Thursday, April 13, 2006

Interview With Shaun Groves

Shaun Groves, Christian music's second hariest rebel, will be coming to Waco on April 24th for a concert at the Hippodrome. Until that time, he and I, (Scott Baker, Executive Director), shall be corresponding "interview style" about Waco, CCM, ministry, his time as a Baylor student, Hootie and the Blowfish, and anything else that strkies my fancy. (And what a fancy fancy it is!)

(Official disclaimer: This interview is conducted on a very personal level, and as such reflects the personalities of the two people involved. The interview does not necessarily reflect the official views of the Waco Hippodrome.)

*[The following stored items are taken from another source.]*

PR #42, opened 2019-07-23
releases: switch to grabbing the version from tags.

### LINKED ISSUE #41: Remove VERSION file, use tags
We currently require `setuptools_scm`:

https://github.com/BlueBrain/libsonata/blob/98aa883849c700c369b532a9f4b6bf2a66ea4edc/setup.py#L146

With this¸ we don't need the dependency on the VERSION file any longer, and can just rely on the VCS to provide all necessary info . `setuptools_scm` will add information to Python tarballs to work without a `.git` directory, too.

For the C++ library, we can rely on `python setup.py --version` to get the version. See also here: https://github.com/BlueBrain/MVDTool/blob/master/CMakeLists.txt#L3

Supersedes #34 in a way.

matz-e:
Utilize already present dependency on `setuptools-scm` to extract
versions from git.

Closes #41.


setup.py
```diff
@@ -124,15 +124,11 @@ def run(self):
...
 
-with open('VERSION') as versionf:
-    version = versionf.readline().strip()
-
 setup(
     name="libsonata",
     description='SONATA files reader',
     author="BlueBrain Project, EPFL",
     author_email="bbp-ou-nse@groupes.epfl.ch",
-    version=version,
```
mgeplf: is `use_scm_version=True,` the default now?

matz-e: Right, forgot about that. Would explain why travis sees 0.0.0 ☺

matz-e: And travis picks up a better version number. I'd like to get this in and then tag `0.1.0`, if that's ok.

mgeplf: yup, sounds good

For those of you less familiar with Shaun and his music, I offer a brief bit of history, (in his words):

"I studied music composition/theory and minored in religion - though, to be honest, I was one class short of finishing that minor. I had to choose between getting married and another semester of school just to get that one class in. No contest. I worked at Sam's Wholesale handing out food samples. 'Like to try a crab cake?' And eventually moved up to hotdog concessions. 'Would you like to try a chili dog?' It was a lateral career move. And I volunteered as a sound guy for Louie Giglio who at the time, before the Passion craze, was teaching a weekly bible study in the Hippodrome called Choice. And, speaking of Passion and Louie and all that, I was part of UBC early on. I played a lot in the UBC band - percussion, keys, sax, whatever. Back then Crowder hated Christian music. Now he IS Christian music. We played Hootie and the Blowfish and the Friends theme song. Really embarrassing stuff now that I'm thinking back on it all. I left UBC and the hotdog stand to work for the Methodist Childrens Home on Herring in Waco. 250 kids ages five to eighteen needed a worship leader. So I went and played and sang for them - scared to death honestly. Little did I know the chaplain would soon decide he was agnostic and I and another guy would end up sharing his speaking duties. I was 21 I think, teaching a room full of kids every Wednesday night and Sunday morning."

And now... I present... The interview:

SCOTT B [offline 9:36:56 AM]: Good morning, Shaun!

SHAUN G [9:57:25 AM]: Sorry I'm late.

SCOTT B [9:58:11 AM]: Don't worry about it! I imagine my mornings are a bit easier to predict than yours. I only have puppies to worry about.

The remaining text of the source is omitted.